- **Task objective**: Only the lines below from the one containing "bor-p-s: Agreed. And" to the one containing "PawelLipski: Okay... could" should be repeated, both included and unchanged.

··· The data

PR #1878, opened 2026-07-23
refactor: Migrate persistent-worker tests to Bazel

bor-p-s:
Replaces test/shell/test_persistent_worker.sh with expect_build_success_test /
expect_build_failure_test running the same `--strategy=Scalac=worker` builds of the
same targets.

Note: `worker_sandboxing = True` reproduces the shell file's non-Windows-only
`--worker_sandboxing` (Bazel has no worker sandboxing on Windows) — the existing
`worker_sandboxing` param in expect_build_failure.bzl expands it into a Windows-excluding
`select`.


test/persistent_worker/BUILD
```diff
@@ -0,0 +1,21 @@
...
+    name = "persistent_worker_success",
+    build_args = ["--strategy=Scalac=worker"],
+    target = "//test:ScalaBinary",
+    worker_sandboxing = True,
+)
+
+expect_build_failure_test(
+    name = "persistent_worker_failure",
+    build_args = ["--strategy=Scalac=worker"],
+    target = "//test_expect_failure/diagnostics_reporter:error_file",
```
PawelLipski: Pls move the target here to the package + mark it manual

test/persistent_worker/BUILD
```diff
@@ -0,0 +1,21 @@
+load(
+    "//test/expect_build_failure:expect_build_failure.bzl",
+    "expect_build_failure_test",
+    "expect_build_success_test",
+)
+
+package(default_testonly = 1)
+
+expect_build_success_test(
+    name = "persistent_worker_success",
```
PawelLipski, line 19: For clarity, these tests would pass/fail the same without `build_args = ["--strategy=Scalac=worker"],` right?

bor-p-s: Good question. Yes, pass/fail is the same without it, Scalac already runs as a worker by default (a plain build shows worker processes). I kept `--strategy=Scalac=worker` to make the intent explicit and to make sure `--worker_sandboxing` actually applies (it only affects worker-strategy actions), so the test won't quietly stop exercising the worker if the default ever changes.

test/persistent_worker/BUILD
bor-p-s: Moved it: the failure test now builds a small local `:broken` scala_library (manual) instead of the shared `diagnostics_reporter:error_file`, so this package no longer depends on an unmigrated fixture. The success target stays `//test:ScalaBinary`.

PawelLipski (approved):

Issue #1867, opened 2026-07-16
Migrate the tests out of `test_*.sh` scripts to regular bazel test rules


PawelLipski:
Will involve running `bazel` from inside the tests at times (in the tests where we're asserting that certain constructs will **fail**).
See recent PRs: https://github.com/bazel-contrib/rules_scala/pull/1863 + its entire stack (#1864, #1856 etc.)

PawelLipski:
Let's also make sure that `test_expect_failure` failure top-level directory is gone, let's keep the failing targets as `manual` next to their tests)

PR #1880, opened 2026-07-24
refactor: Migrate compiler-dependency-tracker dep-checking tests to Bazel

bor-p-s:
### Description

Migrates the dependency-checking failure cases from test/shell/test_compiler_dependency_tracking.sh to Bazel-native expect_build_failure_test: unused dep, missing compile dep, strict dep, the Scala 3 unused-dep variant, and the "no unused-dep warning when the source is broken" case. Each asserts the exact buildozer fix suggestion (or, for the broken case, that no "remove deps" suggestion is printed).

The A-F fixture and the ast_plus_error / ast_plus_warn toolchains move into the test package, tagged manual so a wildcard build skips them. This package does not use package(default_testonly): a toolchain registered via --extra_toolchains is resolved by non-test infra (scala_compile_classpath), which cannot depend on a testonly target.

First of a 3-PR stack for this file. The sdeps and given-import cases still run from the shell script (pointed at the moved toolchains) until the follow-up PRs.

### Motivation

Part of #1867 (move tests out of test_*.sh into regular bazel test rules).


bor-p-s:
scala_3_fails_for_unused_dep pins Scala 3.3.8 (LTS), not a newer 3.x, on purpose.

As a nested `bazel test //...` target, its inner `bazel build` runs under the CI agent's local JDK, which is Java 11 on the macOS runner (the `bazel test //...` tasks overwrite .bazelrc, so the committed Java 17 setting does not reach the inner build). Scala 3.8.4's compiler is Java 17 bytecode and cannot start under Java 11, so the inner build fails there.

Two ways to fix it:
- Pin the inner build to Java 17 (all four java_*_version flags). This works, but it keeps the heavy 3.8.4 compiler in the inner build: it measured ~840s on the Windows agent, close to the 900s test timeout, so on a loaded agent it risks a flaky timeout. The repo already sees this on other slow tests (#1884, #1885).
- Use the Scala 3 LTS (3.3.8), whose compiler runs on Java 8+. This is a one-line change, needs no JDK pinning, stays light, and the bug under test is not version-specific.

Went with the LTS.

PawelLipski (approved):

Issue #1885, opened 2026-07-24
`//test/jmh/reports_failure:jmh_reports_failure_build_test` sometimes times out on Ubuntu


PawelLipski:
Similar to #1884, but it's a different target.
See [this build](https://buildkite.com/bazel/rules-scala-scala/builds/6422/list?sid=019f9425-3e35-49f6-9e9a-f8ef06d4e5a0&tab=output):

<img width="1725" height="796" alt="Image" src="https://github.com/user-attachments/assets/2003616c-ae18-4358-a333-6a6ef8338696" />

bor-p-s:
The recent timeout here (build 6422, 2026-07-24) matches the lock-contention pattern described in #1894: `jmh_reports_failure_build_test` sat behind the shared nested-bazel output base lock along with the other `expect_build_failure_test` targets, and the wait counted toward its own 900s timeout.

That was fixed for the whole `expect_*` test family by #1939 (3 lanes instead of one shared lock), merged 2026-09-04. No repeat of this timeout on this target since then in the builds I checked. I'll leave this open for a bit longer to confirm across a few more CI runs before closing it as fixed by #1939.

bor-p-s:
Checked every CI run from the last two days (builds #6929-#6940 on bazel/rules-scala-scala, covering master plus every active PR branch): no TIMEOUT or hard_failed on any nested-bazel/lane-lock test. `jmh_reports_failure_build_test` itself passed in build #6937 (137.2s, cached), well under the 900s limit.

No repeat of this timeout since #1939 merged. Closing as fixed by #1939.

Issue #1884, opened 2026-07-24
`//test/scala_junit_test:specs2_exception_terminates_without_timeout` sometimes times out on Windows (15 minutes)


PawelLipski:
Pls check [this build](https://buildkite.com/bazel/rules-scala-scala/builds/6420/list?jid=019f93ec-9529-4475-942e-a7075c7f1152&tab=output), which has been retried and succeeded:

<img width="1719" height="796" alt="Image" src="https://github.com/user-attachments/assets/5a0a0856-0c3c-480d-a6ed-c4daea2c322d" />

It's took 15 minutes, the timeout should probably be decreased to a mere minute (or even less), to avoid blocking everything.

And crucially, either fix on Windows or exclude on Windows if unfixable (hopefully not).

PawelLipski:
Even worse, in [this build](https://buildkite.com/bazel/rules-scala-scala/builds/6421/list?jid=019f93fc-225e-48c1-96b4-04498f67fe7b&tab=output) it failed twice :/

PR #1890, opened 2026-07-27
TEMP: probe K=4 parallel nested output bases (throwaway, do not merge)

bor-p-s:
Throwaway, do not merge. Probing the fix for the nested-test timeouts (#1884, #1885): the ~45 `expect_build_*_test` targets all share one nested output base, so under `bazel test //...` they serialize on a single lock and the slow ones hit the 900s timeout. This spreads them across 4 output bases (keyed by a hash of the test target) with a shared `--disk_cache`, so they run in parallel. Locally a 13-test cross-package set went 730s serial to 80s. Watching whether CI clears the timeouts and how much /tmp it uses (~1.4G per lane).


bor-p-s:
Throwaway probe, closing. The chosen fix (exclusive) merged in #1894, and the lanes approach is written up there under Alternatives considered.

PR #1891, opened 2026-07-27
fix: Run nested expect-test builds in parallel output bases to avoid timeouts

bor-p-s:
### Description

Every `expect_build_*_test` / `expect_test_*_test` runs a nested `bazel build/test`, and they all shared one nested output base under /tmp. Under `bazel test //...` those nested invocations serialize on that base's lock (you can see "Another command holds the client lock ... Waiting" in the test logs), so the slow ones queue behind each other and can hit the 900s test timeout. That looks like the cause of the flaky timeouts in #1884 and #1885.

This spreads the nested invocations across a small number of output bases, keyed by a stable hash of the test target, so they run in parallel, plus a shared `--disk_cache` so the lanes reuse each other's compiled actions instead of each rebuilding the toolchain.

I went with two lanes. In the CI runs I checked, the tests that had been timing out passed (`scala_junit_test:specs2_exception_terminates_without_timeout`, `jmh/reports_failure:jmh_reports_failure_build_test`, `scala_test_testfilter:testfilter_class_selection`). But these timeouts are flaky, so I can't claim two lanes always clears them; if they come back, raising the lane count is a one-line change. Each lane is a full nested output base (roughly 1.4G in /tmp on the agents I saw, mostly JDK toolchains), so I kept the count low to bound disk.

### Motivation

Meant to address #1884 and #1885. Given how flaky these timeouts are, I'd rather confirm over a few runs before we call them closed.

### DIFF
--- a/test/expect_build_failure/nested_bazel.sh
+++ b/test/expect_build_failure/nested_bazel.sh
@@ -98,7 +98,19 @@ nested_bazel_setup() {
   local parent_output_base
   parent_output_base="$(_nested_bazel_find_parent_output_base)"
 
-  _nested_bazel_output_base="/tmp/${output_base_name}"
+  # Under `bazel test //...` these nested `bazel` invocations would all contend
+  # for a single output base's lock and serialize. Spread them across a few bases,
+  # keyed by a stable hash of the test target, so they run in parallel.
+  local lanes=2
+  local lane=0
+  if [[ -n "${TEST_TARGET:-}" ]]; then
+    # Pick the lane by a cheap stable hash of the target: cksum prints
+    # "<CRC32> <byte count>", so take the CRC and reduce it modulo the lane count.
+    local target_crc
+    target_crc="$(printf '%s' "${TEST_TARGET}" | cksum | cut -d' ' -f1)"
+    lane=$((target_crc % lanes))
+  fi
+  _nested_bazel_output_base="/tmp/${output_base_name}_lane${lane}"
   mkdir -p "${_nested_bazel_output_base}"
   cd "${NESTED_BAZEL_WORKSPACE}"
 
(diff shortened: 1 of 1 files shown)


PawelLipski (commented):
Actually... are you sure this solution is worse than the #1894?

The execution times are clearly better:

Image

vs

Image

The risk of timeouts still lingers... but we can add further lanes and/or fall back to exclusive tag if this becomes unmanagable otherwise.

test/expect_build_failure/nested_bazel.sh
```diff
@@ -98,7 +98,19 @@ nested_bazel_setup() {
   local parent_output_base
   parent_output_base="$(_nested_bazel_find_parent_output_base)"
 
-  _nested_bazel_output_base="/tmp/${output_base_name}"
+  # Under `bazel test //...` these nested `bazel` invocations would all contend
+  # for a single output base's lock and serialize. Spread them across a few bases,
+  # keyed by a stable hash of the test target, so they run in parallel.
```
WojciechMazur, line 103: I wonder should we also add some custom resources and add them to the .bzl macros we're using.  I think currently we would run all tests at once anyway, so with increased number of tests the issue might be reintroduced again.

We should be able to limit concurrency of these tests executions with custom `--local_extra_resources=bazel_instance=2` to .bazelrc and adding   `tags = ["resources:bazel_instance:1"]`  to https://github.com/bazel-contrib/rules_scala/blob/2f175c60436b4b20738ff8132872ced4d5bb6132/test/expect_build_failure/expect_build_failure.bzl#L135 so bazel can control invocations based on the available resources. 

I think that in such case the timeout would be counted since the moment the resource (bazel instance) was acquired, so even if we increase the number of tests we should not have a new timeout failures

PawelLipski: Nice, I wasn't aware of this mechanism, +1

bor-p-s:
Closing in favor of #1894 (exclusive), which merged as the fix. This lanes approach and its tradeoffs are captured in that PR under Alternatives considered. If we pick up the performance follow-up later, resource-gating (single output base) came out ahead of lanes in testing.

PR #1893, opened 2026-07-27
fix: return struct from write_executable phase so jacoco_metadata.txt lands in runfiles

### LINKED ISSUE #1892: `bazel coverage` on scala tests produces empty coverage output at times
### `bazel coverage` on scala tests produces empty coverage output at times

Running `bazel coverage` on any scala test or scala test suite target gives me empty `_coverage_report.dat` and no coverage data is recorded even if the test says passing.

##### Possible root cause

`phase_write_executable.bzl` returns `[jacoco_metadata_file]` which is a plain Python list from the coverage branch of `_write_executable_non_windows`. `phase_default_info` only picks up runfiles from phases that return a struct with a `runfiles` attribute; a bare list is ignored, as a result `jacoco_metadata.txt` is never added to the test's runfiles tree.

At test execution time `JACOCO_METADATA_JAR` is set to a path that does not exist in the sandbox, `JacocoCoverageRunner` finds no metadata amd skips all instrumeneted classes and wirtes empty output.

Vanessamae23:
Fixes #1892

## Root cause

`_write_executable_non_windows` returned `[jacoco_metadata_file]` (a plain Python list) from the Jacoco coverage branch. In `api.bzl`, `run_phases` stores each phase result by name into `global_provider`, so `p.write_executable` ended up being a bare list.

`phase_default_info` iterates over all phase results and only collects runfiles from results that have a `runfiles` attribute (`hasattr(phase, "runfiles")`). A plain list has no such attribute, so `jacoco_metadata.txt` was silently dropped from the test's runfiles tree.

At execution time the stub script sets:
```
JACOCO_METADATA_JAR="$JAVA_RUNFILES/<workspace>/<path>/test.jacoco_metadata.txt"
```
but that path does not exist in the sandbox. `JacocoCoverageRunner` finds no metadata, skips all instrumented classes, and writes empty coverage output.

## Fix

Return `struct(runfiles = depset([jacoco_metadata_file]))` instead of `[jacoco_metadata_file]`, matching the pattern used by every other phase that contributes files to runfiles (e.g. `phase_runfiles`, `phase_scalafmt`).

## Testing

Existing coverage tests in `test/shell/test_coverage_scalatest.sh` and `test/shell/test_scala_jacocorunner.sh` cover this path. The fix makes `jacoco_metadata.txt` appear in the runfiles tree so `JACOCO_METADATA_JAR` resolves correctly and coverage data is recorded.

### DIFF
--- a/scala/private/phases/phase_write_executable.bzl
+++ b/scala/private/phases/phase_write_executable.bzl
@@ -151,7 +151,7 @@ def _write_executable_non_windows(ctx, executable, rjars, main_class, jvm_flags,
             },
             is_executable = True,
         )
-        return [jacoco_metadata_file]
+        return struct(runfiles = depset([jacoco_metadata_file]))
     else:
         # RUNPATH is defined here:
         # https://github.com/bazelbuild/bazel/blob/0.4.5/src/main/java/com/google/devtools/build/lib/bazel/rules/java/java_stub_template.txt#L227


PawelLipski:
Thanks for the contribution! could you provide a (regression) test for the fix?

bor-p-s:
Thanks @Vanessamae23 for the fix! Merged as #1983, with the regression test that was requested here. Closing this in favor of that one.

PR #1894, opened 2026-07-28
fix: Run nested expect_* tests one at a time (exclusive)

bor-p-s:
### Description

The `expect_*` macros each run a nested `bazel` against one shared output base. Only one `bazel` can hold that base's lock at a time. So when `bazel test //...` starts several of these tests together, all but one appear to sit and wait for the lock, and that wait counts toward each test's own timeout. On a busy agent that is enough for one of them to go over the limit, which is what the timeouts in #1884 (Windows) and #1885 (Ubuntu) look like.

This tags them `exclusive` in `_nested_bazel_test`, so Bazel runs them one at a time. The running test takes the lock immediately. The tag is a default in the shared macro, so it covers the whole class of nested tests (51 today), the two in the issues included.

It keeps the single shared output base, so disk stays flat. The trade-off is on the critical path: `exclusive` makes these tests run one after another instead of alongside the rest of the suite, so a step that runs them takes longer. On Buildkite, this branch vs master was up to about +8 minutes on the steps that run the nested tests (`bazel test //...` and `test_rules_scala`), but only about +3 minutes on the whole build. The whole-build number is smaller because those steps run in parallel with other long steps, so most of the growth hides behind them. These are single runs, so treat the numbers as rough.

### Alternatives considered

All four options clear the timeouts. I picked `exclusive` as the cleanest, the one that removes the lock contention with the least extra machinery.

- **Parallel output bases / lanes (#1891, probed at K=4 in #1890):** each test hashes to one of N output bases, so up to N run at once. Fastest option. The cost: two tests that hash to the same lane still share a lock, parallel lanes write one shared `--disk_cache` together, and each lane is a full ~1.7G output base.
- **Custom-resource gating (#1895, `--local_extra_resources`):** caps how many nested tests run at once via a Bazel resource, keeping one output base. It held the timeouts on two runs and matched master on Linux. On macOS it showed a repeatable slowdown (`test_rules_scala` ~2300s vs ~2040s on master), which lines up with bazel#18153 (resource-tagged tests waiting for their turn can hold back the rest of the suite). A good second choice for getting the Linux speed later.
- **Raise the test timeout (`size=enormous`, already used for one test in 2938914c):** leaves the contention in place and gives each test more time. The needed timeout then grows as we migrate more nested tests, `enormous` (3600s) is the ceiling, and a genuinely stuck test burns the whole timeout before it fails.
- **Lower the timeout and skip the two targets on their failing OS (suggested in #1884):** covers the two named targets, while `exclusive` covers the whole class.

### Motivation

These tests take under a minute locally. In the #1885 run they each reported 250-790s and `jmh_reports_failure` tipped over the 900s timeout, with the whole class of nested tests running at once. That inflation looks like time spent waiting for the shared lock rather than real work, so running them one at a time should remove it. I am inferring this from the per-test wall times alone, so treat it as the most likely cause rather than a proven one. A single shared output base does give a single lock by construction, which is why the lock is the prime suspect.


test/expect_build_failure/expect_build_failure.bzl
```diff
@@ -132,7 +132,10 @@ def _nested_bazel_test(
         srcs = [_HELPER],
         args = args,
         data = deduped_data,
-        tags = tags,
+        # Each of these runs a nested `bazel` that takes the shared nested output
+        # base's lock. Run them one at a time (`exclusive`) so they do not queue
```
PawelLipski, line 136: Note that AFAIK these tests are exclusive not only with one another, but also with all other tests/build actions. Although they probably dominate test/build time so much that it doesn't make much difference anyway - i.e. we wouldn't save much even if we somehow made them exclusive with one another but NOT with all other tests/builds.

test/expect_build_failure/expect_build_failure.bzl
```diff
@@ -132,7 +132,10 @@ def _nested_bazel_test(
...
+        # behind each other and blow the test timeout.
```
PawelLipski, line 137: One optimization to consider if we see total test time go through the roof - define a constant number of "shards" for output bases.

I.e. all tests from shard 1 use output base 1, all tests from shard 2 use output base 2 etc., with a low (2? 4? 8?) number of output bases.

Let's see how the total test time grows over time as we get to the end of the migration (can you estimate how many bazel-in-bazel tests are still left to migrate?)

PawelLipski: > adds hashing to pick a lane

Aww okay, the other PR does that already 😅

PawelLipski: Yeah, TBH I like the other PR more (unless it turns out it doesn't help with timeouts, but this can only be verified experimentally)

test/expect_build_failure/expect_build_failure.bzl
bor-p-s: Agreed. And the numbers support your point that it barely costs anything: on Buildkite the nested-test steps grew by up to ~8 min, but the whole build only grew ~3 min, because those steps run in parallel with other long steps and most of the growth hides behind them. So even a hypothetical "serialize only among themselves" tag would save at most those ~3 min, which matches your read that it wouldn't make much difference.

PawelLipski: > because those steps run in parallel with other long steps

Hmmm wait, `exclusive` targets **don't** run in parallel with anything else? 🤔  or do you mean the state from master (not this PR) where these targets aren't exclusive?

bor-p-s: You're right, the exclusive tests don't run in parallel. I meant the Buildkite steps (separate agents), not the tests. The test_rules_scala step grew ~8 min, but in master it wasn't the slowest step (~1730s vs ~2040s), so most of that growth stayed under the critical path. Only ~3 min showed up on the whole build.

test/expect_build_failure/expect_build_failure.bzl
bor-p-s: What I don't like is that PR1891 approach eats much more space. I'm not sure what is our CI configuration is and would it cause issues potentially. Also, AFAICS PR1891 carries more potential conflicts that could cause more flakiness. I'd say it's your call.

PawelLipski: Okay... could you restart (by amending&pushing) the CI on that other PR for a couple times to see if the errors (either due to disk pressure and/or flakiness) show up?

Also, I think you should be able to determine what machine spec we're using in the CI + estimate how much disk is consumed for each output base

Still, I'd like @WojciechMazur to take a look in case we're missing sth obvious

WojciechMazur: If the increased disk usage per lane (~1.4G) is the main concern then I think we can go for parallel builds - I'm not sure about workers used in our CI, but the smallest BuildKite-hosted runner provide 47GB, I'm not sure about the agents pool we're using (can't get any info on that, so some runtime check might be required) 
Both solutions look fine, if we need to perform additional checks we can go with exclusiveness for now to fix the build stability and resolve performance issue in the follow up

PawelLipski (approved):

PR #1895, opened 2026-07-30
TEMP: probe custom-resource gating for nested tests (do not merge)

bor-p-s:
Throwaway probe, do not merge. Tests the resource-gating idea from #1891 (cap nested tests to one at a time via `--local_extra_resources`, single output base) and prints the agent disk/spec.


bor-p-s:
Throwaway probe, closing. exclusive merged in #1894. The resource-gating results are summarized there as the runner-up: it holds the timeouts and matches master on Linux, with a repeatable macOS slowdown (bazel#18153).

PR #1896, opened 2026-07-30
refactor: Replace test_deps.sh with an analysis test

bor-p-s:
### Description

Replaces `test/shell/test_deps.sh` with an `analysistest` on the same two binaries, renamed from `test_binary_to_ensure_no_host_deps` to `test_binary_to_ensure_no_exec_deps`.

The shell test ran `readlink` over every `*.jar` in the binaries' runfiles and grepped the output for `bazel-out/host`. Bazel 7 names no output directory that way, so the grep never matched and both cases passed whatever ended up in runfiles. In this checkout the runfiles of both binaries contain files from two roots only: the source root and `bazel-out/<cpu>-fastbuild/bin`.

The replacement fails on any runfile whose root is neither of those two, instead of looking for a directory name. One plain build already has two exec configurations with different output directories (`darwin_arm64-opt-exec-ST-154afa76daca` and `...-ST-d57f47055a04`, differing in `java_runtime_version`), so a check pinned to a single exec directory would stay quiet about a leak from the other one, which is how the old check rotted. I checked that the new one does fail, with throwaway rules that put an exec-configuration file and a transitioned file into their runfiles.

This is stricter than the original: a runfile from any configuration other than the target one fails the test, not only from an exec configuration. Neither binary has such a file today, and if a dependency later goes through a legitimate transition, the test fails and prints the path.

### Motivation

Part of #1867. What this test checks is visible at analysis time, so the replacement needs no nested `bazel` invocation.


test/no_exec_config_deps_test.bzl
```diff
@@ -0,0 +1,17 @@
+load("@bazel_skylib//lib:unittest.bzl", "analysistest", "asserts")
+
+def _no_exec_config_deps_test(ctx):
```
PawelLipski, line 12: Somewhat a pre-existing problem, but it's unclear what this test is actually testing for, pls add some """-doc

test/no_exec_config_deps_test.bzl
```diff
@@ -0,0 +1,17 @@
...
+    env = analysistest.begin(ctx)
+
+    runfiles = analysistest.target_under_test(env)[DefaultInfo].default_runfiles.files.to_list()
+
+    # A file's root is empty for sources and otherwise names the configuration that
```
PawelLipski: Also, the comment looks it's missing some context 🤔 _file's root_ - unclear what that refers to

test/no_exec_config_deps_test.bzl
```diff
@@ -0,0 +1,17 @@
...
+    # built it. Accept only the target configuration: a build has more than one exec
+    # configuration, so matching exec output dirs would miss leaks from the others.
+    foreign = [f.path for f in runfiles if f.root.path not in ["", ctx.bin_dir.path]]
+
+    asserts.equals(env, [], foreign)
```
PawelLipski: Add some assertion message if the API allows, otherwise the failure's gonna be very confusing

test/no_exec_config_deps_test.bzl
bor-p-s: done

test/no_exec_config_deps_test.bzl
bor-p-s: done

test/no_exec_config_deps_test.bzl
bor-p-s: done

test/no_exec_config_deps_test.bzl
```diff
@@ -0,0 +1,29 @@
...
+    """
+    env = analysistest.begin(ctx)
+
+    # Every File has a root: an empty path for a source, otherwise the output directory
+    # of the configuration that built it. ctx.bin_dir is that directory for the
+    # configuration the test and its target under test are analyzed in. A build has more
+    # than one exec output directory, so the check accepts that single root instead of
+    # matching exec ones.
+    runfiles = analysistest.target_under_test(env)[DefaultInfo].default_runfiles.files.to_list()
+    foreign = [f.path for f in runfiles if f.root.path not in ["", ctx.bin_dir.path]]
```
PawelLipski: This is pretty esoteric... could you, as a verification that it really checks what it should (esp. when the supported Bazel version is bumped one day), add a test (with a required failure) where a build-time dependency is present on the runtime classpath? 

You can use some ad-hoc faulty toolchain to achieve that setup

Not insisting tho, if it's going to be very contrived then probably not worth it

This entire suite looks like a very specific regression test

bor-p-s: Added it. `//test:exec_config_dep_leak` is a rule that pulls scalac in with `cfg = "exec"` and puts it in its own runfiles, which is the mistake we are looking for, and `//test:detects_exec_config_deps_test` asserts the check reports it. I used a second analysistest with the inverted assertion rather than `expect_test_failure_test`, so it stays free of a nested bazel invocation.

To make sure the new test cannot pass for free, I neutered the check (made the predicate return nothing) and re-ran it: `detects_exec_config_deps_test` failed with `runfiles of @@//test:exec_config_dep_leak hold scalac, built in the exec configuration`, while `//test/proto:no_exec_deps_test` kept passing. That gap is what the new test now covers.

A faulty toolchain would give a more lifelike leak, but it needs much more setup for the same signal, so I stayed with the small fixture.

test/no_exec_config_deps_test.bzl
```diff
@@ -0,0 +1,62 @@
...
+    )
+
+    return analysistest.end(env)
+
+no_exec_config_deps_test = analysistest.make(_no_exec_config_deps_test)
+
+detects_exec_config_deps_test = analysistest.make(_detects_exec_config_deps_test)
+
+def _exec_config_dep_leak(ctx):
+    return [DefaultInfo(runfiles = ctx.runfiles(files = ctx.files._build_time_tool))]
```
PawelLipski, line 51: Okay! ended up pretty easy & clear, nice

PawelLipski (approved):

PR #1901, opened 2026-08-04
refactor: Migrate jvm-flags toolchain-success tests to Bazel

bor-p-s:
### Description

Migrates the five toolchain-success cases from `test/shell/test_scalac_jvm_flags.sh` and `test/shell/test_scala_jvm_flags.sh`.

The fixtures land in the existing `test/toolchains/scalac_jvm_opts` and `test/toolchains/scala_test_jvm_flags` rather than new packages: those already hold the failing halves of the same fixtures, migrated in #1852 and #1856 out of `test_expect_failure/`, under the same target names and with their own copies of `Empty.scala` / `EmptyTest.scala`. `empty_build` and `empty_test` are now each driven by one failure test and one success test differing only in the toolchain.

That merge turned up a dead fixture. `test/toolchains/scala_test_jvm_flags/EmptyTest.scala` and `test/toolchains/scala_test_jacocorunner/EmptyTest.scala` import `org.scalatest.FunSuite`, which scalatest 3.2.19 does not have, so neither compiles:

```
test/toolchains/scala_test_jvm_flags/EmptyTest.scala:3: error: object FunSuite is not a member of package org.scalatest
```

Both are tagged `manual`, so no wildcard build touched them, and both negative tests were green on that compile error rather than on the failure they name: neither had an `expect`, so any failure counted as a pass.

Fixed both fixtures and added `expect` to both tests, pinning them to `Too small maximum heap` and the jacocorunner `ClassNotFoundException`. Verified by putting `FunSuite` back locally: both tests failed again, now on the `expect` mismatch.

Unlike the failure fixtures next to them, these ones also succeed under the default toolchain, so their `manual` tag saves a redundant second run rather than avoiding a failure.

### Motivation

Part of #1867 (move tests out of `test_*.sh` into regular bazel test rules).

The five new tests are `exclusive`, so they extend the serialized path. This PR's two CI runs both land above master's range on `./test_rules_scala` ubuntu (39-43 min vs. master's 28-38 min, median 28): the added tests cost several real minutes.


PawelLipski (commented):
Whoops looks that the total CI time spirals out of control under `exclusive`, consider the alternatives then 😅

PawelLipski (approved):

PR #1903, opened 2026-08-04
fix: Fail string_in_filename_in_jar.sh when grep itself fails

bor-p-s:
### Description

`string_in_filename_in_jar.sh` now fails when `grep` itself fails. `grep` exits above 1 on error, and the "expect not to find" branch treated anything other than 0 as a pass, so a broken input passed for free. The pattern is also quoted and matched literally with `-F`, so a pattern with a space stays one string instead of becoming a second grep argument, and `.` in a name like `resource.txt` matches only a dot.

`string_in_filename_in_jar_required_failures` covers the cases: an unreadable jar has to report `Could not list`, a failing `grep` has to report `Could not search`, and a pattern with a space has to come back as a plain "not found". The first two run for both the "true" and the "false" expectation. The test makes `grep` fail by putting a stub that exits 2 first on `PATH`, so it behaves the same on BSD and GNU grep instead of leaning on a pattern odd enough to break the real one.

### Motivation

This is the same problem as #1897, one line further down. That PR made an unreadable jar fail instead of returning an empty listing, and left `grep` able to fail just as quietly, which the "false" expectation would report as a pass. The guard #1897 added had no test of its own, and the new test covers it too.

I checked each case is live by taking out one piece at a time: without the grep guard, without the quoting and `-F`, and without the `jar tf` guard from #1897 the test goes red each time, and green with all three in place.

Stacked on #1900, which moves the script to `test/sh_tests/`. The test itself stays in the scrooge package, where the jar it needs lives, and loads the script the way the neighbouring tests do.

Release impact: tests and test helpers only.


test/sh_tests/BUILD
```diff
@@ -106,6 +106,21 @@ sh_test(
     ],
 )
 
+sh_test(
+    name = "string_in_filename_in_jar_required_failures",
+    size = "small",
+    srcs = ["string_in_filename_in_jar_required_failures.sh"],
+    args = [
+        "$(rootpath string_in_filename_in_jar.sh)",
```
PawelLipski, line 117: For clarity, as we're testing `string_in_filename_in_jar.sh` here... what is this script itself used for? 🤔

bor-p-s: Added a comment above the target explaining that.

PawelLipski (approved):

······

- **Exercise response**:
bor-p-s: Agreed. And the numbers support your point that it barely costs anything: on Buildkite the nested-test steps grew by up to ~8 min, but the whole build only grew ~3 min, because those steps run in parallel with other long steps and most of the growth hides behind them. So even a hypothetical "serialize only among themselves" tag would save at most those ~3 min, which matches your read that it wouldn't make much difference.

PawelLipski: > because those steps run in parallel with other long steps

Hmmm wait, `exclusive` targets **don't** run in parallel with anything else? 🤔  or do you mean the state from master (not this PR) where these targets aren't exclusive?

bor-p-s: You're right, the exclusive tests don't run in parallel. I meant the Buildkite steps (separate agents), not the tests. The test_rules_scala step grew ~8 min, but in master it wasn't the slowest step (~1730s vs ~2040s), so most of that growth stayed under the critical path. Only ~3 min showed up on the whole build.

test/expect_build_failure/expect_build_failure.bzl
bor-p-s: What I don't like is that PR1891 approach eats much more space. I'm not sure what is our CI configuration is and would it cause issues potentially. Also, AFAICS PR1891 carries more potential conflicts that could cause more flakiness. I'd say it's your call.

PawelLipski: Okay... could you restart (by amending&pushing) the CI on that other PR for a couple times to see if the errors (either due to disk pressure and/or flakiness) show up?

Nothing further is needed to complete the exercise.